Short summary of your group's research: Our research group is interested in elucidating the role of different DC subpopulations, their development and basic function in immune activation by bacterial infections, inflammation, and cancer to improve the basic understanding of DC function in disease but also the potential of DCs as targets for therapeutic intervention. Another focus of our research group is the phenotyping of immune cells using spectral flow cytometry. This allows the detailed characterization of all immune cells in the blood and tissues of patients before and during therapy with the goal of identifying cell populations or biomarkers that can predict therapy response.
What infrastructure, programs and tools are used in your group? The main techniques are spectral flow cytometry and scRNA sequencing. With spectral flow cytometry about 40 proteins that are expressed on or in cells can currently be determined simultaneously at the single cell level. We use tools like OMIQ for flow cytometry data and R for scRNA data analysis.
What could a participant of the HIDA Trainee Network learn in your group? How could he or she support you in your group? We offer insights into single cell analysis of immune cells especially how bacterial infections modulate the dendritic cell development. We hope to get support regarding the molecular mechanisms responsible for the infection-induced impaired dendritic cell development by analyzing our scRNA seq & spectral flow cytometry data.

Oliver Jäkel
Physics in Radiation Oncology
Contacts

Short summary of your group's research: The division of medical physics in radiation oncology at DKFZ comprises multiple research groups, which cover all steps of the radiation treatment chain. We apply machine learning for improving innovative radiotherapy techniques using photons and ion beams. This includes technical developments, improvement of patient-oriented workflows as well as treatment response analyses.
In particular, we focus on the following topics:
1. Image-based patient and motion modeling,
2. Mathematical Methods to optimize physical and biological treatment parameters and dose distributions,
3. Treatment Outcome Analysis & Prediction (Dosiomics & Radiomics),
4. Analysis of molecular and imaging data from preclinical biological studies.
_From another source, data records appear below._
PR #636, opened 2026-08-17
Make a transferred warm start pay, and stop taxing one that carries only a point (gh #622)

### LINKED ISSUE #622: A transferred (mapped) warm start is slower than a cold solve, and gets worse with horizon
Split out of #607 (PR to follow), which adds `WarmStart.transfer(prob, mapper)` — the horizon-shift / changed-discretization hook the issue asked for. It is correct, and it is **slower than not using it**. Recording the numbers so the next reader does not re-run the experiment, and so the shortfall has an owner rather than living only in a "known limitations" section.

## Measured

Receding-horizon fixture, transferred point vs. cold solve, iterations to `Solve_Succeeded`:

| horizon | transferred | cold |
|---|---|---|
| slew-limited fixture | 12 | 7 |
| 5 (sinusoidal track) | 12 | 9 |
| 10 | 15 | 11 |
| 20 | 22 | 9 |
| 40 | 30 | 10 |

The gap widens with the horizon. Dropping the carried `mu`, loosening it, and loosening `bound_push` change none of it — six variants on the test fixture all land in 11–13 iterations.

## Why

This is the barrier/active-set limit `docs/src/initialization.md` already describes: a point that is optimal for the previous parameter is interior-infeasible or on the wrong active set for the new one, and the filter spends its first iterations undoing the transfer. The prolongated tail of a shifted horizon is the worst case — those variables have no meaningful history at all.

#607's horizon test therefore asserts the answer and the `mapped` labelling and explicitly does **not** assert an iteration win, with these numbers in a comment.

## What might fix it

- #620 (issue #606) attacks exactly this on the Rust side with residual-adaptive recentering; the transferred point is the case it should help most. **Re-measure this table once #620 lands** — it may close some or all of the gap on its own.
- Seeding the prolongated tail from the model rather than from the mapper's `fill_x` (currently unmatched multiplier entries are seeded `NaN`, the native "unseeded" contract).
- A tangent predictor rather than a zero-order transfer — which is #608's continuation driver, where this shortfall is the motivating measurement.

## Acceptance

A transferred warm start beats a cold solve on the receding-horizon fixtures, at every horizon in the table above — or the API documents that it is a correctness/provenance mechanism only and stops implying otherwise.

Related: #607, #620, #608, #90.

jkitchin:
Fixes #622

## TL;DR

Everything below is measured on the parent commit `66cc1d4` against this branch. Lower is better; **bold** is this branch.

**Transferred (mapped) warm start — the defect #622 filed:**

| | before | after |
|---|---|---|
| slew fixture, one hand-off | 11 (cold 7–9) | **8** |
| slew fixture, 3-step closed loop | 27 (cold 22) | **21** |
| sine family, 8-step loop, horizon 40 | 53 (cold 76) | **46** |

**Warm start carrying only a point — the defect found while measuring it:**

| | before | after |
|---|---|---|
| HS071 from a transferred point | 11 (plain solve from same x: 6) | **7** |
| HS071 restarted from its own solution | 3 | **2** |
| `benchmarks/warmstart` corpus, new `values-ipm` arm | 5490 | **4385** (39 of 42 rows) |
| `moving_bound_qp` alone | 1040 | **428** |
| tightening the five `warm_start_*` pushes | +4 iterations | **no effect** |

**Unchanged, deliberately:** `cold-ipm` 10288, `warm-ipm` 3404, `pred-ipm` 1258, `predcorr-ipm` 1242 — bit-identical, 0 of 42 rows. CLI fixture sweep identical across all 57 models.

And the headline the issue asked for — re-measure the table once #620 lands. It inverted. Transferred against cold, 8-step loop:

| horizon | transferred | cold |
|---|---|---|
| 5 | 45 | 67 |
| 10 | 50 | 75 |
| 20 | 54 | 77 |
| 40 | 46 | 76 |

Most of that turn is #620's residual-adaptive recentering, measured here for the first time since it landed. The rest is this PR.

## Problem

Four things, each found by measuring the one before it.

1. **The prolongated stage was filled with a number chosen without reference to anything.** `WarmStart.reindex` gave variables the target has and the source does not `0` clipped into the box. On a chain with a slew limit that enters the new problem **2.25 away from feasible** — new variable at `0` beside a neighbour at `2.75`, limit `0.5` — and the filter's first iterations go on undoing the transfer: 11 iterations against 7 cold.
2. **`warm_start_init_point=yes` taxed a caller who had only a point.** Raised by @devin-griff with a controlled ipopt-vs-pounce table; reproduced here, smaller — 11 iterations against 6 for a plain solve from the same `x`, and *worse* the tighter `warm_start_mult_bound_push` was set.
3. **`transfer()` silently replayed stale duals.** A mapper that returns `x` and omits the multipliers gets them carried over unchanged — right for a mapper that nudges a point, wrong when the identifiers say the entries moved. Same length, so `_check_lengths` passes.
4. **The warm-start suite could not see any of this.** Every arm seeds duals, so the corpus was bit-identical across the fix for defect 2.

## Cause

1. A fill policy with no information in it. `0` is not "no answer", it is an answer, and on a coupled model it is usually a violated constraint.
2. `TNLP::get_starting_point` is asked for `init_z` and may leave the blocks untouched — exactly what a values-only caller does — and the buffer behind them was pre-filled with **zero**. Zero is a *legal multiplier value*, so it sailed past the "was this seeded?" resolution performed on NaN and was merely floored at `warm_start_mult_bound_push`: 1e-3 by default, **1e-9 under the tightened pushes `pounce.WarmStart` itself ships**. `z = 1e-9` declares every bound inactive and breaks complementarity against μ before iteration one. Finding it took three attempts — the pre-fill I corrected first was overwritten in `initialize_starting_point`, then again by `fetch_warm_start_snapshot`; an `eprintln` settled in one run what code reading got wrong twice.
3. Carry-over is the documented default and there was no check that the axis had not moved.

## Fix

**`fill_x` is a policy.** Default `"prolong"` repeats the last stage, reading the stage's *period* off the identifier map rather than assuming a layout: when the map is a pure shift, each unmatched entry takes the value one period behind it, clipped into its box. `(p, v, u)` interleaved lands in the same *kind* of slot. Not a shift → degrades to the old behaviour, still available as `fill_x="zero"`.

*Trade-off, stated because it is real:* `"zero"` runs the sine loop in 42/47/55/53 against `"prolong"`'s 45/50/54/46 — ahead at the two short horizons, behind at the two long ones, and 27 against 21 on the slew fixture. The default is not the arm that wins every row; it is the one that never hands the solver a point the model rejects.

**The bound-multiplier buffers carry the unseeded marker**, so an absent block and a NaN block are the same statement. That exposed a second half: #606's reconstruction was gated wholesale on some dual having been supplied, but only half of it needs one — `z = μ / slack` needs the slacks the point already determines, while the least-squares `y` needs a dual to complete and from a bare point is the cold path's estimate wearing the warm path's barrier (the 1102 → 1211 measurement behind the gate). **The gate is now drawn between those two.** μ escalation stays on the gated side: with the blocks filled to `μ / slack` the measured complementarity *is* μ, and escalating off it is the barrier arguing with itself.

**`transfer()` refuses to carry a dual across an axis that moved**, per axis, only on a non-identity map, silent when identifiers are absent. `pounce.Continuation` passes none and is unaffected. I walked into this myself: a mapper returning only `x` produced numbers that looked like a predictor performing badly and were actually stale duals in the wrong slots.

**`values-ipm`**, a new suite arm seeding the previous point alone. Not synthetic — it is the default on every frontend carrying variable levels but no duals (GAMS `x.L`, a Pyomo model whose `dual` Suffix was never loaded, a `.nl` without dual guesses).

**Tried and rejected, all measured:**

* *Drop the transferred multipliers* — close to a wash once the values-only path is fixed (44/55/55/47 against the carried 45/50/54/46). What the carried block buys is the *equality* multipliers, the half not reconstructible from a bare point.
* *Restart the barrier* — a wash at `mu_init=1e-6`, losing above it; by `1e-1` the four horizons run 72/79/74/72, at or above cold's 67/75/77/76.
* *Cap the unseeded fill at `bound_mult_init_val`* — tried against `degenerate_vertex` (below). Costs 341 there instead of 396, but regresses `redundant_rows` 162 → 292 and the corpus total 4385 → 4482. Dropped.
* *A secant predictor* — worse than zero-order everywhere (59/75/66/60), at horizon 10 no better than cold.

## Blast radius

Baseline `66cc1d4`.

* **CLI fixture sweep: identical across all 57 models.**
* **Corpus: bit-identical** on `cold-ipm` / `warm-ipm` / `pred-ipm` / `predcorr-ipm`. Anything that seeds duals is untouched by construction — the changed branch is reached only when `any_dual_seeded` is false. Pinned #606 behaviours (exact restart 2/1, partial 3/2, stale 43/36) unmoved.
* **One family pays, and the new arm is what priced it: `degenerate_vertex` 220 → 396.** Twelve rows tight in 4 variables means the true multipliers are a mass of ties near zero, and the old fill — a push small enough to read as "every bound inactive" — was accidentally right about them. Every honest fill loses there; the cap above was the attempt and it cost more elsewhere. This is the price of the 2.4× on `moving_bound_qp`, and the arm will notice if it moves again.
* **`warm_start_recentering=none` on HS071 restarted from its own solution: 3 → 4.** The kill switch keeps the constant fill and the constant is now `bound_mult_init_val`. Under the default the same restart is 3 → 2.
* Python `reindex` default changes what lands in a prolongated stage; `transfer()` with an explicit mapper is unaffected by the policy, and newly refuses the stale-dual case above.

## What a better transfer would be worth (and why two routes fail)

Recorded in `docs/src/initialization.md` so it is not re-derived. Oracles no transfer can beat, seeding each window with the *next* window's converged answer:

| horizon | cold | shipped | perfect primal | perfect primal+dual |
|---|---|---|---|---|
| 5 | 67 | 45 | 21 | 9 |
| 10 | 75 | 50 | 24 | 12 |
| 20 | 77 | 54 | 26 | 18 |
| 40 | 76 | 46 | 23 | 18 |

So the barrier's floor is ~1 iteration per warm step and about half of what a transfer spends is the zero-order prediction. Neither obvious route collects it. The secant is worse than zero-order. The KKT tangent (`Solver.parametric_step`, the machinery behind `pred-ipm`) **cannot be pointed at a horizon shift at all**: on the stages two windows share, θ does not move — what changes is which stages exist — so it is handed a delta vector of exact zeros and correctly returns a zero step, bit-identical to zero-order. Measured on a fixture built to route θ through pin-equality rows. Given a parameter that genuinely moves (an MPC initial-condition pin) the tangent degrades with horizon: 52/87/95/137 against 54/78/81/93. What is left is the freshly-entered stage, which has no history to extrapolate from — a model rollout, which `transfer()`'s mapper already accepts.

## Tests

Rust, `crates/pounce-algorithm/tests/warm_start_recentering.rs`:

* `a_values_only_warm_start_is_not_taxed_by_the_tightened_pushes` — new. **Fails on the parent**: 11 iterations there against a cold 6.
* `a_primal_only_seed_gets_its_bound_blocks_and_nothing_derived` — rewritten from `a_primal_only_seed_is_reported_unseeded_and_left_alone`, whose invariant this deliberately changes. **Fails on the parent** on `bound_duals == Reconstructed`.

Python, `python/tests/test_warm_start_schema.py`:

* `test_prolong_repeats_the_stage_a_stride_back`, `..._stays_in_the_box_and_yields_to_an_explicit_fill`, `..._falls_back_when_the_map_is_not_a_shift` — new, all **fail on the parent** (no fill policy there; `fill_x="zero"` parses as an array and raises).
* `test_a_mapper_that_moves_the_point_must_say_what_happens_to_the_duals` and `test_a_mapper_may_still_carry_the_duals_when_nothing_moved` — new, the guard and its negative case. The first **fails on the parent**, which accepts the mapper silently.
* `test_a_mapped_replay_carries_the_equality_multipliers_a_bare_point_cannot` — **fails on the parent** (`bound_duals: unseeded` for a bare point).
* `test_horizon_shift_transfers_and_replays` — new `moved.x[-1] == x0[-1]` assertion **fails on the parent** (fills `0.0`).
* `test_a_transferred_start_beats_a_cold_solve_over_the_horizon` — **passes on the parent too**, included deliberately: it pins #622's acceptance criterion at every horizon of its table, not this diff.

Deliberately not pinned: the single hand-off on the slew fixture, at 8 iterations against a cold solve's 7–9 — inside the cold arm's own spread, so there is no honest inequality to assert. `docs/src/initialization.md` says so in those words.

Full runs: **2974 Rust tests** (workspace, `--exclude pounce-hsl`, which fails to link against absent proprietary HSL libraries on the parent too), **853 Python tests**, `warmstart.selftest` clean.

---

- [x] Tests fail on the parent commit for the stated reason — with the one exception named above
- [x] Book pages updated (`docs/src/initialization.md`, `docs/src/warm-start-benchmark.md`, `benchmarks/warmstart/README.md`; no new page, so `SUMMARY.md` is unchanged)
- [x] `cargo fmt --all -- --check` clean; `cargo clippy` 0 errors and no new warnings at the changed lines; `cargo test` clean

https://claude.ai/code/session_015oMY7jtPmkRYFFhMAEN9HQ


jkitchin:
Reviewed. Approving to merge, with three notes — one number to correct in the body, one gap that predates this PR, and one thing I checked specifically because the diff invited it.

## What I verified rather than took on faith

**The NaN pre-fill cannot poison an iterate.** This is the change that looks riskiest — writing `Number::NAN` into `z_l`/`z_u` in `StartingPointSnapshot` (`crates/pounce-nlp/src/orig_ipopt_nlp.rs`) — so I traced the resolution rather than trusting the description. `resolve_nan_seeds` is pre-existing, not added here; it handles `DenseVector` and `CompoundVector` recursively and `debug_assert!`s on a third impl; and it is reached only through `clone_clamped`, which is applied **unconditionally** at `init/warm_start.rs:370-375` to all six blocks with `z_nan = self.opts.bound_mult_init_val`. There is no path on which a NaN survives into the iterate. `lambda` correctly keeps its zero pre-fill: its unseeded resolution is also zero, and `any_dual_seeded` already reads an all-zero `y` as unseeded, so a NaN there would buy nothing and cost a branch.

**"CLI fixture sweep identical across all 57 models" — true by construction, so I did not re-run it.** `WarmStartIterateInitializer` is reachable only through the `if self.warm_start_init_point` arm at `alg_builder.rs:1203`; `final_mu` has exactly one caller, inside it. Every Rust line this PR changes is unreachable from a cold CLI solve. That is a stronger statement than a passing sweep and worth saying in the body next time, since it is checkable by reading.

**The gate split is drawn in the right place.** `z = μ/slack` needs only the slacks a bare point already determines; the least-squares `y` needs a dual to complete, and ungated it is the cold estimate wearing the warm barrier — the 1102 → 1211 measurement. Routing μ escalation to the gated side via `mu_may_move` is the same argument: with the blocks filled to `μ/slack` the measured complementarity *is* μ, so escalating off it is circular. Correct.

**Local runs on this merge commit (macOS arm64):** workspace `cargo test --workspace --exclude pounce-hsl` → 231 binaries, **2986 passed, 0 failed**; `cargo fmt --check` clean; `python/tests` → **902 passed, 38 skipped, 1 failed**. The one failure is `test_continuation.py::test_step_controller_is_what_the_jax_follower_uses`, a bare `ModuleNotFoundError: No module named 'jax'` with no skip guard — an environment gap #638 documents independently, not this PR.

## 1. The `7` in the headline table reads `8` here

> HS071 from a transferred point | 11 (plain solve from same x: 6) | **7**

The test prints, on this merge commit:

```
HS071 values-only warm start: cold=6 switch+tight=8 switch+default=8 switch+tight, NaN-seeded=8
```

I checked whether the merge moved it: **the pre-merge head `63e47d96` prints the same `8`.** So this is a platform difference between the Linux machine the PR was measured on and macOS arm64, not something the merge introduced, and it does not block.

Two things follow. Every qualitative claim still holds exactly here — `it_tight == it_loose == it_nan`, `mu_in == mu_out`, `bound_duals == Reconstructed` — and the neighbouring numbers reproduce (primal-only gives `none=4 residual=2`, matching the stated 3 → 2 default and 3 → 4 under `recentering=none`). But `assert!(it_tight <= it_cold + 2)` is satisfied here **exactly at its boundary**, 8 against 6+2. That is the right way for it to fail — one more iteration on any platform is a red test, not silent drift — so I would leave the assertion alone and instead make the table say `7 (8 on macOS arm64)`, so the next reader who measures 8 does not go looking for a regression the way I just did.

## 2. `degenerate_vertex` 220 → 396 is accepted, and nothing automated will notice if it moves again

The body says "the arm will notice if it moves again". It will not, unattended: `grep -rn warmstart .github/workflows/ Makefile` returns nothing. No workflow and no make target runs `benchmarks/warmstart`, so the new `values-ipm` arm only notices when someone runs it by hand.

That gap predates this PR and I am not asking it to close it. But CLAUDE.md is specific that a measured regression recorded as the cost of a fix needs an issue and an owner, and the reason is exactly this — 206 → 812 sat in a commit message through a release. What this PR does have going for it is far better than that precedent: `docs/src/warm-start-benchmark.md:79` records the mechanism (twelve rows tight in 4 variables, so the true multipliers are ties near zero and the old under-fill was accidentally right), names the rejected alternative and what it cost elsewhere (`redundant_rows` 162 → 292, corpus 4385 → 4482), and prices it against the 2.4× on `moving_bound_qp`. That is a documented trade, not a buried one, and it is enough for me. Flagging the CI gap so it is a known unowned thing rather than an assumed-covered one.

## 3. Things I looked at because the diff invited it

* `_prolong` fills in the direction that reads only already-filled entries — `todo[::-1]` when `stride < 0`. Right, and worth the one-line comment it has.
* `_check_carried_blocks` raises per axis and only on a non-identity map, so `pounce.Continuation` (which passes no identifiers) is genuinely unaffected. Confirmed by reading, not just by the test.
* `fill_x="prolong"` losing to `"zero"` at the two short horizons is in the body rather than hidden, along with the reason the default is not the arm that wins every row. That is the right call and the right way to write it up.

Merging.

What infrastructure, programs and tools are used in your group?
• Latest generation of radiotherapy treatment machines for image-guided radiotherapy (Ethos, MRLinac, particle therapy)
• Access to data from imaging modalities: MRI, CT, PET
• IT Hardware: Workstations & Servers for AI workflows, OpenStack Computing Cloud
• IT Software: Commercial and Open-Source Treatment Planning and Image Processing Software
• Various series of seminars, lectures and courses
• Close collaboration with data scientists, medical physicists, radiation oncologists, radiologists and biologists
What could a participant of the HIDA Trainee Network learn in your group? How could he or she support you in your group?
Participants of the HIDA Trainee Network will get
• Access to strong interdisciplinary and translational work
• Insights into the latest radiotherapy and imaging developments
• In touch with applications of machine learning to medical (radiotherapy and imaging) data
Candidates could support in data analysis, development of new AI methods and bringing new ideas by translating solutions from a different research field to medical physics.